Extorsión policial: las Bonaerenses

martes 10 de diciembre de 2013, 15:17h
Un repaso por la historia reciente de la Policía de la provincia de Buenos Aires deja algunos interrogantes sobre la supuesta "justicia" del reclamo corporativo que motivó los acuartelamientos en La Plata, Bahía Blanca y Mar del Plata.
 
Darío Santillán y Maximiliano Kosteki no tuvieron la oportunidad de convocar a los canales de televisión para que transmitieran en vivo sus reclamos salariales y "una mejora en las condiciones de trabajo". No sólo porque el país en el que protestaban era uno en el que nadie pedía por un aumento de salarios, sino también porque aquella mañana de junio de 2002, los móviles de TV fueron hasta la bajada del Puente Pueyrredón en Avellaneda para trasmitir en vivo lo que ya sabían que iba a pasar.
 
Alertados la noche anterior en riguroso off the record  por el entonces secretario de Seguridad, Juan José Álvarez, que al día siguiente los piqueteros irían todos presos "como mínimo" (sic), los medios fueron al Puente a televisar en vivo las dos nuevas muertes que iba a causar la crisis.
 
Cumpliendo al pie de la letra las órdenes dadas por el gobierno del Presidente Eduardo Duhalde, la Policía Bonaerense reprimió con balas de plomo la protesta del Movimiento de Trabajadores Desocupados, matando a dos jóvenes militantes e hiriendo con armas de fuego a por lo menos una docena de personas más.
 
El 26 de junio de 2002, el sueldo básico promedio de los efectivos de la Policía Bonaerense era de 410 pesos a cobrar casi íntegramente en Patacones, una de las tantas cuasi monedas que los gobiernos provinciales habían comenzado a emitir desde fines del año anterior.

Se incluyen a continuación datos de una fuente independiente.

PR #21, opened 2020-10-26
MF-364: Disable MF when a backend dependency is missing or incorrect version

samuelmale:
Ticket: https://issues.openmrs.org/browse/MF-364


packages/esm-app-shell/src/dependencies.ts
```diff
@@ -1,4 +1,8 @@
-export const sharedDependencies = {
+import { openmrsFetch } from "@openmrs/esm-api";
```
FlorianRappl, line 1: This module should be exclusively used to determine shared dependencies.

Please put the code in another (new?) module. Thanks!

packages/esm-app-shell/src/dependencies.ts
```diff
@@ -17,3 +21,125 @@ export const sharedDependencies = {
...
+  }
+}
+
+function fetchInstalledBackendModules() {
+  return openmrsFetch(`/ws/rest/v1/module?v=custom:(uuid,version)`, {
+    method: "GET",
+  });
+}
+
+function getMissingBackendModules(requiredBackendModules) {
```
FlorianRappl, line 72: Missing type

packages/esm-app-shell/src/dependencies.ts
```diff
@@ -17,3 +21,125 @@ export const sharedDependencies = {
...
+      setTimeout(() => {
+        throw err;
+      });
+    }
+  } else {
+    checkIfModulesAreInstalled(module);
+  }
+}
+
+function checkIfModulesAreInstalled(module) {
```
FlorianRappl, line 45: Type?

samuelmale:
@brandones / @FlorianRappl any chance we could look into this?

packages/esm-app-shell/src/dependencies.ts
```diff
@@ -17,3 +21,125 @@ export const sharedDependencies = {
   "carbon-icons": () => require("carbon-icons"),
   rxjs: () => require("rxjs"),
 };
+
+let installedBackendModules: any[] = [];
+let modulesWithMissingBackendModules: MissingBackendModules[] = [];
+let modulesWithWrongBackendModulesVersion: any[] = [];
+
+async function checkBackendDeps(module: any) {
```
FlorianRappl, line 29: Is this really any? Can we do better (be more specific)?

packages/esm-app-shell/src/dependencies.ts
```diff
@@ -17,3 +21,125 @@ export const sharedDependencies = {
...
+        throw err;
+      });
+    }
+  } else {
+    checkIfModulesAreInstalled(module);
+  }
+}
+
+function checkIfModulesAreInstalled(module) {
+  let missingBackendModule = getMissingBackendModules(
```
FlorianRappl, line 46: These are `const`, right? I don't see any reassignment.

packages/esm-app-shell/src/dependencies.ts
```diff
@@ -17,3 +21,125 @@ export const sharedDependencies = {
...
+    method: "GET",
+  });
+}
+
+function getMissingBackendModules(requiredBackendModules) {
+  const requiredBackendModulesUuids = Object.keys(requiredBackendModules);
+  const installedBackendModuleUuids = installedBackendModules.map(
+    (res) => res.uuid
+  );
+  let missingModules = difference(
```
FlorianRappl, line 77: Why not `const`?

packages/esm-app-shell/src/dependencies.ts
```diff
@@ -17,3 +21,125 @@ export const sharedDependencies = {
...
+  return missingModules.map((key) => {
+    return { uuid: key, version: requiredBackendModules[key] };
+  });
+}
+
+function getInstalledAndRequiredBackendModules(requiredBackendModules) {
+  let requiredModules = Object.keys(requiredBackendModules).map((key) => {
+    return { uuid: key, version: requiredBackendModules[key] };
+  });
+  let installedAndRequiredBackendModules = requiredModules.filter(
```
FlorianRappl, line 90: You can directly return this.

packages/esm-app-shell/src/dependencies.ts
```diff
@@ -17,3 +21,125 @@ export const sharedDependencies = {
...
+  let missingModules = difference(
+    requiredBackendModulesUuids,
+    installedBackendModuleUuids
+  );
+  return missingModules.map((key) => {
+    return { uuid: key, version: requiredBackendModules[key] };
+  });
+}
+
+function getInstalledAndRequiredBackendModules(requiredBackendModules) {
```
FlorianRappl, line 86: Type?

packages/esm-app-shell/src/dependencies.ts
```diff
@@ -17,3 +21,125 @@ export const sharedDependencies = {
...
+  let requiredModules = Object.keys(requiredBackendModules).map((key) => {
```
FlorianRappl, line 87: This is not reassigned. Make it `const`.

packages/esm-app-shell/src/dependencies.ts
```diff
@@ -17,3 +21,125 @@ export const sharedDependencies = {
...
+    (requiredModule) => {
+      return installedBackendModules.find((installedModule) => {
+        return requiredModule.uuid === installedModule.uuid;
+      });
+    }
+  );
+  return installedAndRequiredBackendModules;
+}
+
+function getMisMatchedBackendModules(installedAndRequiredBackendModules) {
```
FlorianRappl, line 100: Type?

packages/esm-app-shell/src/dependencies.ts
```diff
@@ -17,3 +21,125 @@ export const sharedDependencies = {
...
+        uuid: moduleName,
+        requiredVersion: requiredVersion,
+        installedVersion: installedVersion,
+      });
+    }
+  }
+  return misMatchedBackendModules;
+}
+
+function isVersionInstalled(requiredVersion, installedVersion) {
```
FlorianRappl, line 118: Types?

packages/esm-app-shell/src/dependencies.ts
```diff
@@ -17,3 +21,125 @@ export const sharedDependencies = {
...
+  return semver.eq(
```
FlorianRappl, line 119: I am not sure if OpenMRS backend modules follow semver. Are we using true semver specifiers (^ ~ etc.) to declare backend modules?

The semver package is not giant, but not small either (https://bundlephobia.com/result?p=semver@7.3.2).

packages/esm-app-shell/src/index.ts
```diff
@@ -35,9 +41,19 @@ function loadApps() {
  * This function returns an object that is used to feed Single
  * SPA.
  */
-function setupApps(modules: Array<[string, System.Module]>) {
+async function setupApps(modules: Array<[string, System.Module]>) {
   for (const [appName, appExports] of modules) {
-    registerApp(appName, appExports);
+    if (appExports.backendDependencies) {
+      await checkBackendDeps({ ...appExports, moduleName: appName });
```
FlorianRappl, line 47: Please make this all parallel. Right now we evaluate module *after* module, but we should evaluate *all* modules in parallel.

A pesar de estas penurias, y de otras más, no hubo, durante 2002, ningún acuartelamiento policial, ni en la provincia de Buenos Aires ni en ninguna otra. Tampoco en los años que siguieron.
 
Lo que sí hubieron, desde mediados de 2001 y durante todo 2002, fueron represiones policiales a quienes protestaban porque, o bien se quedaban sin trabajo, o porque directamente no tenían para comer. En todas las provincias. O en casi todas, para ser más justos.
 
Claudio "Pocho" Lepratti tampoco pudo convocar a una conferencia de prensa para denunciar el marasmo social en el que se encontraba Rosario. mientras trabajaba en el comedor de la escuela 756 del Barrio Ludueña. Lo mataron los mismos policías santafesinos a los que, desde el techo de su escuela, les pedía clemencia: "¡Hijos de puta, no tiren que hay pibes comiendo!", fue lo último que se le escuchó gritar a Pocho, lejos de los micrófonos y las cámaras de televisión.
 
Más de una década transcurrida luego de aquel infierno: ¿Cuál es el nivel en la escala de la desvergüenza que impulsa a un uniformado a pedir "el apoyo de la gente" para que la población acompañe una extorsión disfrazada de reclamo salarial?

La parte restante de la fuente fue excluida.